Further, switching and electro-magnetic interference (EMI) noises
of the circuit, generated due to the hard switching can be
decreased, and therefore, driving reliability of the circuit can be
improved.
BRIEF DESCRIPTION OF THE DRAWINGS
[0031] The present invention will be more clearly understood from
the following detailed description taken in conjunction with the
accompanying drawings, in which:
[0032] FIG. 1 is a circuit diagram of a conventional energy
recovery circuit for a plasma display panel (PDP);
[0033] FIG. 2 is a timing diagram showing a sustain discharge
voltage pulse and switch control signals of the energy recovery
circuit shown in FIG. 1;
[0034] FIG. 3 is an actual waveform diagram showing a sustain
discharge voltage pulse of the energy recovery circuit shown in
FIG. 1;
[0035] FIG. 4 is a circuit diagram of an energy recovery circuit
for a PDP according to an embodiment of the present invention;
[0036] FIG. 5 is a timing diagram showing a sustain discharge
voltage pulse and switch control signals, applied to the energy
recovery circuit of FIG. 4;
[0037] FIG. 6 is an actual waveform diagram showing a sustain
discharge voltage pulse of the energy recovery circuit of FIG.
4;
[0038] FIG. 7 is a circuit diagram of an energy recovery circuit
for a PDP according to another embodiment of the present
invention;
[0039] FIG. 8 is a circuit diagram of an energy recovery circuit
for a PDP according to still another embodiment of the present
invention;
[0040] FIG. 9 is a circuit diagram of an energy recovery circuit
for a PDP according to still another embodiment of the present
invention;
[0041] FIG. 10 is a circuit diagram of an energy recovery circuit
for a PDP according to still another embodiment of the present
invention; and
[0042] FIG. 11 is a circuit diagram of an energy recovery circuit
for a PDP according to still another embodiment of the present
invention.
MODE FOR THE INVENTION
[0043] Hereinafter, an energy recover circuit for a plasma display
panel (PDP) according to embodiments of the present invention will
be described in detail with reference to the accompanying
drawings.
[0044] FIG. 4 is a circuit diagram of an energy recovery circuit
for a PDP according to an embodiment of the present invention. FIG.
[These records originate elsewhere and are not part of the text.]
PR #452, opened 2024-01-03
style(c): adopt cruby conventions

flavorjones:
and some other conventions that we're using in Nokogiri.

### DIFF
--- a/ext/sqlite3/sqlite3.c
+++ b/ext/sqlite3/sqlite3.c
@@ -3,162 +3,167 @@
 VALUE mSqlite3;
 VALUE cSqlite3Blob;
 
-int bignum_to_int64(VALUE value, sqlite3_int64 *result)
+int
+bignum_to_int64(VALUE value, sqlite3_int64 *result)
 {
 #ifdef HAVE_RB_INTEGER_PACK
-  const int nails = 0;
-  int t = rb_integer_pack(value, result, 1, sizeof(*result), nails,
-			  INTEGER_PACK_NATIVE_BYTE_ORDER|
-			  INTEGER_PACK_2COMP);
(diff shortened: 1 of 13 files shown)


ext/sqlite3/sqlite3.c
```diff
@@ -3,162 +3,167 @@
...
-  case +1:
-    if (!nails) {
-      if (*result < 0) return 0;
+    const int nails = 0;
+    int t = rb_integer_pack(value, result, 1, sizeof(*result), nails,
+                            INTEGER_PACK_NATIVE_BYTE_ORDER |
+                            INTEGER_PACK_2COMP);
+    switch (t) {
+        case -2:
+        case +2:
```
tenderlove, line 16: `case` should be indented 2, and then 2 below the switch [like this](https://github.com/ruby/ruby/blob/master/prism_compile.c#L335-L349).

Vim configuration is this: `cinoptions=:2,=2,l1`

tenderlove (commented):
Indentation on CRuby is a little different for switch statements. I'm not married to that style though. What are your thoughts?

ext/sqlite3/sqlite3.c
flavorjones: I'd be fine with this if I knew how to make astyle do it (I don't think it can) or how to make .editorconfig describe it (I don't think it can).

:shrug:

flavorjones: yeah even clang-format doesn't support this indentation style

https://clang.llvm.org/docs/ClangFormatStyleOptions.html#indentcaselabels

If that's the only objection to this formatting I'd prefer to ship it and we can tweak it later.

5 is a timing diagram showing a sustain discharge voltage pulse and
switch control signals, applied to the energy recovery circuit of
FIG. 4. FIG. 6 is an actual waveform diagram showing a sustain
discharge voltage pulse of the energy recovery circuit of FIG.
4.
[0045] Referring to FIG. 4, the energy recovery circuit 40 of the
present invention includes an energy recovery unit 41 and a
switching stabilization unit 43.
[0046] Here, the energy recovery unit 41 has the same structure as
the energy recovery circuit 10 of FIG. 1. The switching
stabilization unit 43 includes fifth and sixth switches SW5 and
SW6, a third diode D3 and a second capacitor CR2 for energy
recovery. The switching stabilization unit 43 is electrically
connected between a first switch SW1 and a node between a first
capacitor CR1 for energy recovery and a third switch SW3 of the
energy recovery unit 41. That is, the node between the first
capacitor CR1 for energy recovery and the third switch SW3 is
grounded sequentially through the fifth and sixth switches SW5 and
SW6, and is electrically connected to a node between the fifth and
sixth switches SW5 and SW6 sequentially through the third diode D3
and the second capacitor CR2 for energy recovery. An anode of the
third diode D3 is connected to the node between the first capacitor
CR1 for energy recovery and the third switch SW3, and a cathode of
the third diode D3 is connected to a node between the second
capacitor CR2 for energy recovery and the first switch SW1.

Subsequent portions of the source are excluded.